Repeat the data in full. No line may differ from the original.

○ ○ ○ ○ ○ ○ ○

PR #9548, opened 2020-01-14
[IDE] Allow deleting missing files from project

ketttY:
- After a file is deleted from Finder outside VS Mac, right click on the file in the IDE will show "Remove" instead of "Delete" and a dialog will confirm user's choice to remove the file and its child from the project. If any child exists, it will be removed (not deleted)

Discussion: Should we directly delete the child?

Fixes: https://devdiv.visualstudio.com/DevDiv/_workitems/edit/1051207

### DIFF
--- a/main/src/core/MonoDevelop.Ide/MonoDevelop.Ide.Gui.Pads.ProjectPad/ProjectFileNodeBuilder.cs
+++ b/main/src/core/MonoDevelop.Ide/MonoDevelop.Ide.Gui.Pads.ProjectPad/ProjectFileNodeBuilder.cs
@@ -326,7 +326,7 @@ namespace MonoDevelop.Ide.Gui.Pads.ProjectPad
 				}
 
 				var result = MessageService.AskQuestion (question, new [] { AlertButton.Cancel, fileExists ? AlertButton.Delete : AlertButton.Remove });
-				if(result == AlertButton.Cancel)
+				if (result == AlertButton.Cancel)
 					return;
 				else
 					RemoveFilesFromProject (fileExists, files);
@@ -344,7 +344,7 @@ namespace MonoDevelop.Ide.Gui.Pads.ProjectPad
 				var pf = (ProjectFile)node.DataItem;
 				files.Add (pf);
 			}
-			if(!CheckAnyFileExists(files))
+			if (!CheckAnyFileExists(files))
 				info.Text = GettextCatalog.GetString ("Remove");
 		}
 
--- a/main/src/core/MonoDevelop.Ide/MonoDevelop.Ide.Gui.Pads.ProjectPad/ProjectFileNodeBuilder.cs
+++ b/main/src/core/MonoDevelop.Ide/MonoDevelop.Ide.Gui.Pads.ProjectPad/ProjectFileNodeBuilder.cs
@@ -290,25 +290,42 @@ namespace MonoDevelop.Ide.Gui.Pads.ProjectPad
 			if (CheckAllLinkedFile (files)) {
 				RemoveFilesFromProject (false, files);
 			} else {
-				string behavior = fileExists ? "delete" : "remove";
 				if (hasChildren) {
-					if (files.Count == 1)
-						question = GettextCatalog.GetString ("Are you sure you want to {0} the file {1} and " +
-															 "its code-behind children from project {2}?",
-															 behavior, Path.GetFileName (files [0].Name), files [0].Project.Name);
-					else
-						question = GettextCatalog.GetString ("Are you sure you want to {0} the selected files and " +
-															 "their code-behind children from the project?", behavior);
+					if (files.Count == 1) {
+						if (fileExists)
+							question = GettextCatalog.GetString ("Are you sure you want to delete the file {0} and " +
+															 "its code-behind children from project {1}?",
+															 Path.GetFileName (files [0].Name), files [0].Project.Name);
+						else
+							question = GettextCatalog.GetString ("Are you sure you want to remove the file {0} and " +
+															 "its code-behind children from project {1}?",
+															 Path.GetFileName (files [0].Name), files [0].Project.Name);
+					} else {
+						if (fileExists)
+							question = GettextCatalog.GetString ("Are you sure you want to delete the selected files and " +
+															 "their code-behind children from the project?");
+						else
+							question = GettextCatalog.GetString ("Are you sure you want to remove the selected files and " +
+															 "their code-behind children from the project?");
+					}
 				} else {
-					if (files.Count == 1)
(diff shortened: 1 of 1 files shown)


ketttY:
EmptyClass is deleted from Finder, the context menu shows "Remove" and a dialog pops up for confirmation
Screen Shot 2020-01-14 at 11 44 53 AM
Screen Shot 2020-01-14 at 11 45 00 AM

main/src/core/MonoDevelop.Ide/MonoDevelop.Ide.Gui.Pads.ProjectPad/ProjectFileNodeBuilder.cs
```diff
@@ -285,35 +285,34 @@ public override void DeleteMultipleItems ()
...
-				bool filesExist = CheckAnyFileExists (files);
-
+				string behavior = fileExists ? "delete" : "remove";
 				if (hasChildren) {
 					if (files.Count == 1)
-						question = GettextCatalog.GetString ("Are you sure you want to delete the file {0} and " +
-															 "its code-behind children from project {1}?",
-															 Path.GetFileName (files [0].Name), files [0].Project.Name);
+						question = GettextCatalog.GetString ("Are you sure you want to {0} the file {1} and " +
+															 "its code-behind children from project {2}?",
```
mrward: Not sure this is going to work. I think we would need the entire string here without placeholders. The translation might be wrong if the translator just translates delete and remove without the knowledge that this is going to be inside this particular string.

○ ○ ○ ○ ○ ○ ○

TASK OUTPUT =
PR #9548, opened 2020-01-14
[IDE] Allow deleting missing files from project

ketttY:
- After a file is deleted from Finder outside VS Mac, right click on the file in the IDE will show "Remove" instead of "Delete" and a dialog will confirm user's choice to remove the file and its child from the project. If any child exists, it will be removed (not deleted)

Discussion: Should we directly delete the child?

Fixes: https://devdiv.visualstudio.com/DevDiv/_workitems/edit/1051207

### DIFF
--- a/main/src/core/MonoDevelop.Ide/MonoDevelop.Ide.Gui.Pads.ProjectPad/ProjectFileNodeBuilder.cs
+++ b/main/src/core/MonoDevelop.Ide/MonoDevelop.Ide.Gui.Pads.ProjectPad/ProjectFileNodeBuilder.cs
@@ -326,7 +326,7 @@ namespace MonoDevelop.Ide.Gui.Pads.ProjectPad
 				}
 
 				var result = MessageService.AskQuestion (question, new [] { AlertButton.Cancel, fileExists ? AlertButton.Delete : AlertButton.Remove });
-				if(result == AlertButton.Cancel)
+				if (result == AlertButton.Cancel)
 					return;
 				else
 					RemoveFilesFromProject (fileExists, files);
@@ -344,7 +344,7 @@ namespace MonoDevelop.Ide.Gui.Pads.ProjectPad
 				var pf = (ProjectFile)node.DataItem;
 				files.Add (pf);
 			}
-			if(!CheckAnyFileExists(files))
+			if (!CheckAnyFileExists(files))
 				info.Text = GettextCatalog.GetString ("Remove");
 		}
 
--- a/main/src/core/MonoDevelop.Ide/MonoDevelop.Ide.Gui.Pads.ProjectPad/ProjectFileNodeBuilder.cs
+++ b/main/src/core/MonoDevelop.Ide/MonoDevelop.Ide.Gui.Pads.ProjectPad/ProjectFileNodeBuilder.cs
@@ -290,25 +290,42 @@ namespace MonoDevelop.Ide.Gui.Pads.ProjectPad
 			if (CheckAllLinkedFile (files)) {
 				RemoveFilesFromProject (false, files);
 			} else {
-				string behavior = fileExists ? "delete" : "remove";
 				if (hasChildren) {
-					if (files.Count == 1)
-						question = GettextCatalog.GetString ("Are you sure you want to {0} the file {1} and " +
-															 "its code-behind children from project {2}?",
-															 behavior, Path.GetFileName (files [0].Name), files [0].Project.Name);
-					else
-						question = GettextCatalog.GetString ("Are you sure you want to {0} the selected files and " +
-															 "their code-behind children from the project?", behavior);
+					if (files.Count == 1) {
+						if (fileExists)
+							question = GettextCatalog.GetString ("Are you sure you want to delete the file {0} and " +
+															 "its code-behind children from project {1}?",
+															 Path.GetFileName (files [0].Name), files [0].Project.Name);
+						else
+							question = GettextCatalog.GetString ("Are you sure you want to remove the file {0} and " +
+															 "its code-behind children from project {1}?",
+															 Path.GetFileName (files [0].Name), files [0].Project.Name);
+					} else {
+						if (fileExists)
+							question = GettextCatalog.GetString ("Are you sure you want to delete the selected files and " +
+															 "their code-behind children from the project?");
+						else
+							question = GettextCatalog.GetString ("Are you sure you want to remove the selected files and " +
+															 "their code-behind children from the project?");
+					}
 				} else {
-					if (files.Count == 1)
(diff shortened: 1 of 1 files shown)


ketttY:
EmptyClass is deleted from Finder, the context menu shows "Remove" and a dialog pops up for confirmation
Screen Shot 2020-01-14 at 11 44 53 AM
Screen Shot 2020-01-14 at 11 45 00 AM

main/src/core/MonoDevelop.Ide/MonoDevelop.Ide.Gui.Pads.ProjectPad/ProjectFileNodeBuilder.cs
```diff
@@ -285,35 +285,34 @@ public override void DeleteMultipleItems ()
...
-				bool filesExist = CheckAnyFileExists (files);
-
+				string behavior = fileExists ? "delete" : "remove";
 				if (hasChildren) {
 					if (files.Count == 1)
-						question = GettextCatalog.GetString ("Are you sure you want to delete the file {0} and " +
-															 "its code-behind children from project {1}?",
-															 Path.GetFileName (files [0].Name), files [0].Project.Name);
+						question = GettextCatalog.GetString ("Are you sure you want to {0} the file {1} and " +
+															 "its code-behind children from project {2}?",
```
mrward: Not sure this is going to work. I think we would need the entire string here without placeholders. The translation might be wrong if the translator just translates delete and remove without the knowledge that this is going to be inside this particular string.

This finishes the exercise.